* ASSIGNMENT
Retype all of the entries that appear below, keeping them exactly as they are.

* INPUT RECORDS

**********

PR #525, opened 2016-06-02
[VideoPlayer] Allows videojs to be used in path resources

ngodfraind:
This is pretty dirty atm (because it triggers an infinite loop if you do it like you would expect) so a better solution is welcome if you can find one.

Also jquery could be removed but it's usefull for small scripts like this one.

### DIFF
--- a/plugin/video-player/Resources/js/observe.js
+++ b/plugin/video-player/Resources/js/observe.js
@@ -3,29 +3,30 @@ export default function observe (selector, callback, containers = [document.body
 
   const initialized = []
   // create an observer instance
+
   const observer = new MutationObserver(mutations => {
     mutations.forEach(mutation => {
-      if (mutation.type == 'attributes') {
-          const toInit = $(mutation.target).find(selector)
-          toInit.each((i, el) => {
-              let keepGoing = true
-              initialized.forEach(id => {
-                  //this is required because otherwise videoJs goes into infinite loop for unknown reason
-                  //as it automatically adds html_5_api at the end of an id wich triggers the observer wich trigger video js
-                  //to add html_5_api to the id wich trigger the observer... etc.
-                  if (el.id.indexOf(id) === 0) keepGoing = false
-              })
-
-              if (keepGoing) {
-                  callback(el)
-                  initialized.push(el.id)
-              }
+      if (mutation.type == 'childList') {
+        $(mutation.addedNodes).find(selector).each((i, el) => {
+          let keepGoing = true
+          initialized.forEach(id => {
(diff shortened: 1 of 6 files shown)


LaurentGruber:
I dont have bette solution anyone else @claroline/maintainers ?

plugin/video-player/Resources/js/observe.js
```diff
@@ -0,0 +1,31 @@
...
+    mutations.forEach(mutation => {
+      if (mutation.type == 'attributes') {
+          const toInit = $(mutation.target).find(selector)
+          toInit.each((i, el) => {
+              let keepGoing = true
+              initialized.forEach(id => {
+                  //this is required because otherwise videoJs goes into infinite loop for unknown reason
+                  //as it automatically adds html_5_api at the end of an id wich triggers the observer wich trigger video js
+                  //to add html_5_api to the id wich trigger the observer... etc.
+                  if (el.id.indexOf(id) === 0) keepGoing = false
```
Elorfin: Missing `{}` for the condition.

Elorfin:
Sorry never played with `MutationObserver` and videoJS.
Just found a little CS typo ;).

stefk:
I don't think it should be merged as is:

1. we can't just drop support for IE<11 without prod admins being ok with it.
2. we don't know what happens if mutations are not supported (are the videos still watchable? do the reference errors crash all the js code?)
3. even if 1 and 2 are resolved, the code is presented as "dirty" and doesn't feel right: why are we observing attribute changes if what we need is to apply `videojs` on new video tags? Why are `MutationRecord.type === "childList"` and `MutationRecord.addedNodes` not used instead?

ngodfraind:
1. Idk.
2. No idea. Try/catch could be used
3. Not sure it'll work. There is not a lot of doc about Mutations and I did it by trial and errors... I'll give it a try.

ngodfraind:
As you can see, using @stefk method doesn't really change a thing.

ngodfraind:
don't merge master please now it diverged

The last merge already screwed some things up.

stefk:
I don't know what we're supposed to see... Does the attribute added by videojs trigger the childList/addedNodes record? If not, the whole "infinite loop" detection stuff can be removed.

ngodfraind:
The infinite loop has to stay. I tried without and my browser crashed.

ngodfraind:
The video is a child node of something I can find in .addedNodes wich is why I run the selector on everything. It's not detected otherwise.

ngodfraind:
I'll open a new PR without the merge commits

**********

* EXPECTED ANSWER
PR #525, opened 2016-06-02
[VideoPlayer] Allows videojs to be used in path resources

ngodfraind:
This is pretty dirty atm (because it triggers an infinite loop if you do it like you would expect) so a better solution is welcome if you can find one.

Also jquery could be removed but it's usefull for small scripts like this one.

### DIFF
--- a/plugin/video-player/Resources/js/observe.js
+++ b/plugin/video-player/Resources/js/observe.js
@@ -3,29 +3,30 @@ export default function observe (selector, callback, containers = [document.body
 
   const initialized = []
   // create an observer instance
+
   const observer = new MutationObserver(mutations => {
     mutations.forEach(mutation => {
-      if (mutation.type == 'attributes') {
-          const toInit = $(mutation.target).find(selector)
-          toInit.each((i, el) => {
-              let keepGoing = true
-              initialized.forEach(id => {
-                  //this is required because otherwise videoJs goes into infinite loop for unknown reason
-                  //as it automatically adds html_5_api at the end of an id wich triggers the observer wich trigger video js
-                  //to add html_5_api to the id wich trigger the observer... etc.
-                  if (el.id.indexOf(id) === 0) keepGoing = false
-              })
-
-              if (keepGoing) {
-                  callback(el)
-                  initialized.push(el.id)
-              }
+      if (mutation.type == 'childList') {
+        $(mutation.addedNodes).find(selector).each((i, el) => {
+          let keepGoing = true
+          initialized.forEach(id => {
(diff shortened: 1 of 6 files shown)


LaurentGruber:
I dont have bette solution anyone else @claroline/maintainers ?

plugin/video-player/Resources/js/observe.js
```diff
@@ -0,0 +1,31 @@
...
+    mutations.forEach(mutation => {
+      if (mutation.type == 'attributes') {
+          const toInit = $(mutation.target).find(selector)
+          toInit.each((i, el) => {
+              let keepGoing = true
+              initialized.forEach(id => {
+                  //this is required because otherwise videoJs goes into infinite loop for unknown reason
+                  //as it automatically adds html_5_api at the end of an id wich triggers the observer wich trigger video js
+                  //to add html_5_api to the id wich trigger the observer... etc.
+                  if (el.id.indexOf(id) === 0) keepGoing = false
```
Elorfin: Missing `{}` for the condition.

Elorfin:
Sorry never played with `MutationObserver` and videoJS.
Just found a little CS typo ;).

stefk:
I don't think it should be merged as is:

1. we can't just drop support for IE<11 without prod admins being ok with it.
2. we don't know what happens if mutations are not supported (are the videos still watchable? do the reference errors crash all the js code?)
3. even if 1 and 2 are resolved, the code is presented as "dirty" and doesn't feel right: why are we observing attribute changes if what we need is to apply `videojs` on new video tags? Why are `MutationRecord.type === "childList"` and `MutationRecord.addedNodes` not used instead?

ngodfraind:
1. Idk.
2. No idea. Try/catch could be used
3. Not sure it'll work. There is not a lot of doc about Mutations and I did it by trial and errors... I'll give it a try.

ngodfraind:
As you can see, using @stefk method doesn't really change a thing.

ngodfraind:
don't merge master please now it diverged

The last merge already screwed some things up.

stefk:
I don't know what we're supposed to see... Does the attribute added by videojs trigger the childList/addedNodes record? If not, the whole "infinite loop" detection stuff can be removed.

ngodfraind:
The infinite loop has to stay. I tried without and my browser crashed.

ngodfraind:
The video is a child node of something I can find in .addedNodes wich is why I run the selector on everything. It's not detected otherwise.

ngodfraind:
I'll open a new PR without the merge commits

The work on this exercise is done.